Saved entries
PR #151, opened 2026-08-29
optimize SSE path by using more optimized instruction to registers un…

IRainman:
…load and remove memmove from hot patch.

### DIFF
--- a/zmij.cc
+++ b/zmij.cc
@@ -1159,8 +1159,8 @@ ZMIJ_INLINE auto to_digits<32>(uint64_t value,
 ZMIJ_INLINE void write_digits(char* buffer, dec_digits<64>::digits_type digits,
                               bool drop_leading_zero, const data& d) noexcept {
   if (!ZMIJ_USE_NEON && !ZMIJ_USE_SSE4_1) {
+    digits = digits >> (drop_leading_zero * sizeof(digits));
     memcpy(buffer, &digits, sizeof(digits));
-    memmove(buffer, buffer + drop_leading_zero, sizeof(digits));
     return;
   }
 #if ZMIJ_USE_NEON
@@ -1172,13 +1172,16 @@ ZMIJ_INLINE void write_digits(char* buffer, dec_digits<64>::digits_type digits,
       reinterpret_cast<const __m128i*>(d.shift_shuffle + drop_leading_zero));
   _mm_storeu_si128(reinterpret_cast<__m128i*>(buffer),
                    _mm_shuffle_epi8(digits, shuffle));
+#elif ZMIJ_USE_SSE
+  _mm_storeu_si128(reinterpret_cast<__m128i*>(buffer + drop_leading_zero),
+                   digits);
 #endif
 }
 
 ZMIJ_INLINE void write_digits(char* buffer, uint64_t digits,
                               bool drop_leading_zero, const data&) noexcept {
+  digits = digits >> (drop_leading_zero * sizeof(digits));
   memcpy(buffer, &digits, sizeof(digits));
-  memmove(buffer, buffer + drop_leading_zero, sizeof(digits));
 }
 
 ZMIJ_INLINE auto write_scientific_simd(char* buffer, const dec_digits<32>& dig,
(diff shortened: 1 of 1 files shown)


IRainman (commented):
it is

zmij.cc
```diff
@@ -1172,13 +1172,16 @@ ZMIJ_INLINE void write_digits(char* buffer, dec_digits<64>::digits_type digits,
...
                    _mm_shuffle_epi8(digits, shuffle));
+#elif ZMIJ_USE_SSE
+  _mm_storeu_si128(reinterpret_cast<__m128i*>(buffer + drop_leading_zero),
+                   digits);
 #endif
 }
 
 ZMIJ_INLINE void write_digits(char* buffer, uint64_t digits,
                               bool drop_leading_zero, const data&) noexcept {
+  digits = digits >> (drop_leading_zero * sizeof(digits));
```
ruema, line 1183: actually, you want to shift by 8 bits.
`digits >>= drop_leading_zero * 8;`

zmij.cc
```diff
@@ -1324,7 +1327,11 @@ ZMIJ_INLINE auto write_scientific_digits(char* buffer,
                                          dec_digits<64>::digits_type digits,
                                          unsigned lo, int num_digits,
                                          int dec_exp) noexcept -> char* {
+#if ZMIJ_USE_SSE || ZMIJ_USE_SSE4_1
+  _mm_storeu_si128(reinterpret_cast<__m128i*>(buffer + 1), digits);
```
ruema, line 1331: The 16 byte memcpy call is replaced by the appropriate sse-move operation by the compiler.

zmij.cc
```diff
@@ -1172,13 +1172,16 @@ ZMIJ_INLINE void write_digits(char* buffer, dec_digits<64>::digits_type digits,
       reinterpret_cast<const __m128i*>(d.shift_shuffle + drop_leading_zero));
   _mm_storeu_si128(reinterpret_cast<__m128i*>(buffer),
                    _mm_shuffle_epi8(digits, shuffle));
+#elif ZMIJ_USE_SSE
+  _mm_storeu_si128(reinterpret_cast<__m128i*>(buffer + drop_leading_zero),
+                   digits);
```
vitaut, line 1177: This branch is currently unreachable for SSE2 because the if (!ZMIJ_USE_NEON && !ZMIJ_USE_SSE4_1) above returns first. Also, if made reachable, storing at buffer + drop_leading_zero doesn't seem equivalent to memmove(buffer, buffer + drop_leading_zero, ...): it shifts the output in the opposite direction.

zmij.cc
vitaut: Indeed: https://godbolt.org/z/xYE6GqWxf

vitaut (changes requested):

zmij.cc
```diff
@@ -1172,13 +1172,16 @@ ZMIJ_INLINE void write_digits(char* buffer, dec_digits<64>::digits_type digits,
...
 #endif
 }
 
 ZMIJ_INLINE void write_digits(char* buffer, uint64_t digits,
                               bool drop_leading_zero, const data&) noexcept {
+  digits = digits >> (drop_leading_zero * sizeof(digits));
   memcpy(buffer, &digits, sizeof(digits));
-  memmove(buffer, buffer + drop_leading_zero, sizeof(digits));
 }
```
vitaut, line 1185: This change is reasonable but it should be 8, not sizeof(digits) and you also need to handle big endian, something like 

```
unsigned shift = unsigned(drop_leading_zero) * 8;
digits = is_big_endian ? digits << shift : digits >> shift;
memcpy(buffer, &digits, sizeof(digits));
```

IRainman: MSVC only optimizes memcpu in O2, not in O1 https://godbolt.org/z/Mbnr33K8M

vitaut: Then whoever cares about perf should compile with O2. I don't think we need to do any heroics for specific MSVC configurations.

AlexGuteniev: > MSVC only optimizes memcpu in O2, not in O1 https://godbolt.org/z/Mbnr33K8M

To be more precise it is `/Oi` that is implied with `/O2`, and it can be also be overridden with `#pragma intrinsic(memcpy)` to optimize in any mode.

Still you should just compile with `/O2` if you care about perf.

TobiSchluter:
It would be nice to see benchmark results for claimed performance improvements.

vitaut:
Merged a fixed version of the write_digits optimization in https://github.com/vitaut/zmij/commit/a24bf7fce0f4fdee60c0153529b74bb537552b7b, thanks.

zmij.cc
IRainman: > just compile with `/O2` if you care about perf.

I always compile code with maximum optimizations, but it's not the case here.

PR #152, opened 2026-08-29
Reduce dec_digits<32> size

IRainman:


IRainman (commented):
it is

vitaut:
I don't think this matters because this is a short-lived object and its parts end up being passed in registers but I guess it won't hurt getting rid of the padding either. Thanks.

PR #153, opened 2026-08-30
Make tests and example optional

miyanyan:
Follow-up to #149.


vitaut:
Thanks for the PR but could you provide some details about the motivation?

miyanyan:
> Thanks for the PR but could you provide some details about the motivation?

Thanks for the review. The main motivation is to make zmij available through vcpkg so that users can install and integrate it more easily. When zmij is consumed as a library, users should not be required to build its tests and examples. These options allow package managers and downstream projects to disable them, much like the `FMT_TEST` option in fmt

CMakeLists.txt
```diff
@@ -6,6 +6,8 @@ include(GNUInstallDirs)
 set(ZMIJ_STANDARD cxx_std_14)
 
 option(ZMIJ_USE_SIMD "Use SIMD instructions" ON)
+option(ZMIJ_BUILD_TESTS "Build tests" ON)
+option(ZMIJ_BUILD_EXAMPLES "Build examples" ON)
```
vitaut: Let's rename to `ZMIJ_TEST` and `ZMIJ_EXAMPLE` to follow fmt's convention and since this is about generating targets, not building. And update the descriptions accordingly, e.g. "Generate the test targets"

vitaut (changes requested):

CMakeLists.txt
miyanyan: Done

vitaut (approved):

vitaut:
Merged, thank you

TASK REQUIREMENTS
Whenever a line in the entries holds the word "details", copy that line.

ANSWER SPACE
Thanks for the PR but could you provide some details about the motivation?
> Thanks for the PR but could you provide some details about the motivation?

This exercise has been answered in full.